図や表は、それ単独で意味が分かるものにしなければなりません。もちろん図や表には、図1.・・・、表1.・・・のように、その図や表を説明する文章 (キャプション) もあります。図と説明文、表と説明文、のそれぞれセットで見るだけで、その図や表を読者が理解できるようにしましょう。
9. 参考文献とその書き方は適切だ
参考文献の引用の仕方についてはこちらをご覧ください
10. Wordの赤下線・青下線は想定内だ
Microsoft の Word では、デフォルトの設定で自動的におかしな文章の下に赤線や青線を引いてくれます。この線を参考にして、文章や単語を修正しましょう。

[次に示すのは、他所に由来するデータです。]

PR #2947, opened 2020-12-17
Support batchCreate.

yuchenshi:
### Description

This adds support for batchCreate, with a few corner cases intentionally omitted for sanity. One step closer to import/export!

### Scenarios Tested

Comprehensive spec test added.


src/emulator/auth/operations.ts
```diff
@@ -230,6 +231,157 @@ function lookup(
...
+          // These providers are handled automatically by create / update.
+          if (providerId !== PROVIDER_PASSWORD && providerId !== PROVIDER_PHONE) {
+            assert(
+              providerId && rawId,
+              "((Auth Emulator only supports providerUserInfo with providerId AND rawId))"
+            );
+            const existingUserWithProviderRawId = state.getUserByProviderRawId(providerId, rawId);
+            assert(
+              !existingUserWithProviderRawId,
+              `((Auth Emulator does not support importing duplicate Provider id(${providerId}), Raw id(${rawId})))`
```
yuchenshi, line 319: This is not the production error message. I'll add a test and fix this before I merge.

src/emulator/auth/operations.ts
```diff
@@ -230,6 +231,157 @@ function lookup(
...
+      if (fields.createdAt && !isNaN(Number(userInfo.createdAt))) {
+        fields.createdAt = userInfo.createdAt;
+      }
+      if (userInfo.email) {
+        const email = userInfo.email;
+        assert(isValidEmailAddress(email), "email is invalid");
+        const existingUserWithEmail = state.getUserByEmail(email);
+        assert(
+          !existingUserWithEmail || existingUserWithEmail.localId === userInfo.localId,
+          `((Auth Emulator does not support importing duplicate email: ${email}))`
```
yuchenshi, line 345: TODO: Production catches this case only if `sanityCheck && emailRequired`. We should use production error message in that case, otherwise throw this emulator specific error message (since we do not want to support this edge case)

samtstern (approved):
LGTM assuming you resolve your own TODOs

専門用語などの 一般的な辞書に登録されていない単語の下にも赤線が引かれることもあります。それらについては、想定内の赤線であれば問題なしとして無視します。全ての赤線が想定内になるまでチェックしましょう。
11. 音読して間違えがないことを確認した
タイピングのミス (タイポ) や、てにをは の間違え、主語と述語がつながっていない、などのちょっとした間違えについては、自分で音読すると気づくのがほとんどです。音読してケアレスミスがないか確認しましょう
12. 自分で満足した出来栄えだ
最後はやっぱり自分の論文・要旨を自分で満足できたかどうかです。自分に満足できたら私に見せてください!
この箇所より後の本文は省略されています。